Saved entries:

========

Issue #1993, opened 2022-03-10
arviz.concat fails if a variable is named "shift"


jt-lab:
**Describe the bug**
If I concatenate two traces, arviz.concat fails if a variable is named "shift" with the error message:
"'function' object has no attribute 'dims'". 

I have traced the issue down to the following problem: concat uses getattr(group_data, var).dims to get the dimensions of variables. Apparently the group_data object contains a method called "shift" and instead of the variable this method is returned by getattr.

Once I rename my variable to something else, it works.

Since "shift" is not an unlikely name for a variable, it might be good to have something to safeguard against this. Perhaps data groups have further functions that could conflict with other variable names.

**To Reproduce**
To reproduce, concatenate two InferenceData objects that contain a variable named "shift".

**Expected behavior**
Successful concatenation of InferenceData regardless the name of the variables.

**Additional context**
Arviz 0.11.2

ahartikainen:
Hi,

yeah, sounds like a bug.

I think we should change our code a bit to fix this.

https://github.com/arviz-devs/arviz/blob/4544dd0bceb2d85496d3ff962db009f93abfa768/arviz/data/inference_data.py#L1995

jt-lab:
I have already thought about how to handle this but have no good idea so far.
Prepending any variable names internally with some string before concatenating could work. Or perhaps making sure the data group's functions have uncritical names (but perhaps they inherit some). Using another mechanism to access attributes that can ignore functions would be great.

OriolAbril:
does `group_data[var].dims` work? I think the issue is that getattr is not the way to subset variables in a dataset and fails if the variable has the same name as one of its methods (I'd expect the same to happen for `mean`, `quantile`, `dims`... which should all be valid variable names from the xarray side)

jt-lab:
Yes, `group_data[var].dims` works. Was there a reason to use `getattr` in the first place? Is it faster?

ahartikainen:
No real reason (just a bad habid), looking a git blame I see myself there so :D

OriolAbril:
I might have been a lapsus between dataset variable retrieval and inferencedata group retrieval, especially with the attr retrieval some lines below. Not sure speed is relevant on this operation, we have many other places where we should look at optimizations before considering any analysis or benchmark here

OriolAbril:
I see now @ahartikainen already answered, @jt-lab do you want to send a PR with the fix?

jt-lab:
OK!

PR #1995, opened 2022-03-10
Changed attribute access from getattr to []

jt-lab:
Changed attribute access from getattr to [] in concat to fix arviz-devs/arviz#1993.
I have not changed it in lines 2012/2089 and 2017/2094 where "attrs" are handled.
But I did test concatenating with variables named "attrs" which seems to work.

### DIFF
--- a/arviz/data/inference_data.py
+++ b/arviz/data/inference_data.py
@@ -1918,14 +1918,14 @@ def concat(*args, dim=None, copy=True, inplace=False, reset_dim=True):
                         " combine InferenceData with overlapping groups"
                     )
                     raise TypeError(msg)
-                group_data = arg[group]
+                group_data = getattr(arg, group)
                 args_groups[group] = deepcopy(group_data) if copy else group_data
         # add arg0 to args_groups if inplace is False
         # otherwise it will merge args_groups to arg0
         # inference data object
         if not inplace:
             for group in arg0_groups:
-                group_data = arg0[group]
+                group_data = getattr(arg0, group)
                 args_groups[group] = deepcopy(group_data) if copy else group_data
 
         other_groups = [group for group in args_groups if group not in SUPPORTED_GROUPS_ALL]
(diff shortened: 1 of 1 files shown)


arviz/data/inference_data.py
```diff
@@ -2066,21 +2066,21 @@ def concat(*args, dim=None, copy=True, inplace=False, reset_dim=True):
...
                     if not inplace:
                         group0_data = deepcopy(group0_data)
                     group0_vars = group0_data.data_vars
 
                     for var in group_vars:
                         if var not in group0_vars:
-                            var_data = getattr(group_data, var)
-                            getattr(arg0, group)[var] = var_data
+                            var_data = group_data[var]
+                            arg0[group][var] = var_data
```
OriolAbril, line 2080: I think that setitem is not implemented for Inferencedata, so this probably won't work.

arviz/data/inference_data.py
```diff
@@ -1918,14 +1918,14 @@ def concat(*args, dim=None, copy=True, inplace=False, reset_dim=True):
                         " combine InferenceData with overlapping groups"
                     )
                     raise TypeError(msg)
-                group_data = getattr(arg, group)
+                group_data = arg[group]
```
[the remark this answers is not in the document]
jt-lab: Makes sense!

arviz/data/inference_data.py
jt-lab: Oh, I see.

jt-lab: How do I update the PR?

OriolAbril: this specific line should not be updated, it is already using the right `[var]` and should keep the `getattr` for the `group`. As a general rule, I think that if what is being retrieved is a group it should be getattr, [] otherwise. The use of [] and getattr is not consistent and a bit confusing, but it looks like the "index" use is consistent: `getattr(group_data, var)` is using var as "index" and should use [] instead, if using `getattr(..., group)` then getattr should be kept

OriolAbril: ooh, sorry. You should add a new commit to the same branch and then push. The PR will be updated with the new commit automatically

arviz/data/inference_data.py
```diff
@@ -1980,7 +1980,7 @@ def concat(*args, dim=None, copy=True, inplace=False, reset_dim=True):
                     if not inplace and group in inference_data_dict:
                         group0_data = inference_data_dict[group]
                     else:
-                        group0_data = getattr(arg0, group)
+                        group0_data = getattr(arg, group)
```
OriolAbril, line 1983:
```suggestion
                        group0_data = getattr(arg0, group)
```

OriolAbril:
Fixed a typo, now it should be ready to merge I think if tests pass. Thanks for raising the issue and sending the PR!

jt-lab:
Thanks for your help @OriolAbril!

========

### TRY IT
Line by line, retype the records with no changes.

### TASK RESULT
Issue #1993, opened 2022-03-10
arviz.concat fails if a variable is named "shift"


jt-lab:
**Describe the bug**
If I concatenate two traces, arviz.concat fails if a variable is named "shift" with the error message:
"'function' object has no attribute 'dims'". 

I have traced the issue down to the following problem: concat uses getattr(group_data, var).dims to get the dimensions of variables. Apparently the group_data object contains a method called "shift" and instead of the variable this method is returned by getattr.

Once I rename my variable to something else, it works.

Since "shift" is not an unlikely name for a variable, it might be good to have something to safeguard against this. Perhaps data groups have further functions that could conflict with other variable names.

**To Reproduce**
To reproduce, concatenate two InferenceData objects that contain a variable named "shift".

**Expected behavior**
Successful concatenation of InferenceData regardless the name of the variables.

**Additional context**
Arviz 0.11.2

ahartikainen:
Hi,

yeah, sounds like a bug.

I think we should change our code a bit to fix this.

https://github.com/arviz-devs/arviz/blob/4544dd0bceb2d85496d3ff962db009f93abfa768/arviz/data/inference_data.py#L1995

jt-lab:
I have already thought about how to handle this but have no good idea so far.
Prepending any variable names internally with some string before concatenating could work. Or perhaps making sure the data group's functions have uncritical names (but perhaps they inherit some). Using another mechanism to access attributes that can ignore functions would be great.

OriolAbril:
does `group_data[var].dims` work? I think the issue is that getattr is not the way to subset variables in a dataset and fails if the variable has the same name as one of its methods (I'd expect the same to happen for `mean`, `quantile`, `dims`... which should all be valid variable names from the xarray side)

jt-lab:
Yes, `group_data[var].dims` works. Was there a reason to use `getattr` in the first place? Is it faster?

ahartikainen:
No real reason (just a bad habid), looking a git blame I see myself there so :D

OriolAbril:
I might have been a lapsus between dataset variable retrieval and inferencedata group retrieval, especially with the attr retrieval some lines below. Not sure speed is relevant on this operation, we have many other places where we should look at optimizations before considering any analysis or benchmark here

OriolAbril:
I see now @ahartikainen already answered, @jt-lab do you want to send a PR with the fix?

jt-lab:
OK!

PR #1995, opened 2022-03-10
Changed attribute access from getattr to []

jt-lab:
Changed attribute access from getattr to [] in concat to fix arviz-devs/arviz#1993.
I have not changed it in lines 2012/2089 and 2017/2094 where "attrs" are handled.
But I did test concatenating with variables named "attrs" which seems to work.

### DIFF
--- a/arviz/data/inference_data.py
+++ b/arviz/data/inference_data.py
@@ -1918,14 +1918,14 @@ def concat(*args, dim=None, copy=True, inplace=False, reset_dim=True):
                         " combine InferenceData with overlapping groups"
                     )
                     raise TypeError(msg)
-                group_data = arg[group]
+                group_data = getattr(arg, group)
                 args_groups[group] = deepcopy(group_data) if copy else group_data
         # add arg0 to args_groups if inplace is False
         # otherwise it will merge args_groups to arg0
         # inference data object
         if not inplace:
             for group in arg0_groups:
-                group_data = arg0[group]
+                group_data = getattr(arg0, group)
                 args_groups[group] = deepcopy(group_data) if copy else group_data
 
         other_groups = [group for group in args_groups if group not in SUPPORTED_GROUPS_ALL]
(diff shortened: 1 of 1 files shown)


arviz/data/inference_data.py
```diff
@@ -2066,21 +2066,21 @@ def concat(*args, dim=None, copy=True, inplace=False, reset_dim=True):
...
                     if not inplace:
                         group0_data = deepcopy(group0_data)
                     group0_vars = group0_data.data_vars
 
                     for var in group_vars:
                         if var not in group0_vars:
-                            var_data = getattr(group_data, var)
-                            getattr(arg0, group)[var] = var_data
+                            var_data = group_data[var]
+                            arg0[group][var] = var_data
```
OriolAbril, line 2080: I think that setitem is not implemented for Inferencedata, so this probably won't work.

arviz/data/inference_data.py
```diff
@@ -1918,14 +1918,14 @@ def concat(*args, dim=None, copy=True, inplace=False, reset_dim=True):
                         " combine InferenceData with overlapping groups"
                     )
                     raise TypeError(msg)
-                group_data = getattr(arg, group)
+                group_data = arg[group]
```
[the remark this answers is not in the document]
jt-lab: Makes sense!

arviz/data/inference_data.py
jt-lab: Oh, I see.

jt-lab: How do I update the PR?

OriolAbril: this specific line should not be updated, it is already using the right `[var]` and should keep the `getattr` for the `group`. As a general rule, I think that if what is being retrieved is a group it should be getattr, [] otherwise. The use of [] and getattr is not consistent and a bit confusing, but it looks like the "index" use is consistent: `getattr(group_data, var)` is using var as "index" and should use [] instead, if using `getattr(..., group)` then getattr should be kept

OriolAbril: ooh, sorry. You should add a new commit to the same branch and then push. The PR will be updated with the new commit automatically

arviz/data/inference_data.py
```diff
@@ -1980,7 +1980,7 @@ def concat(*args, dim=None, copy=True, inplace=False, reset_dim=True):
                     if not inplace and group in inference_data_dict:
                         group0_data = inference_data_dict[group]
                     else:
-                        group0_data = getattr(arg0, group)
+                        group0_data = getattr(arg, group)
```
OriolAbril, line 1983:
```suggestion
                        group0_data = getattr(arg0, group)
```

OriolAbril:
Fixed a typo, now it should be ready to merge I think if tests pass. Thanks for raising the issue and sending the PR!

jt-lab:
Thanks for your help @OriolAbril!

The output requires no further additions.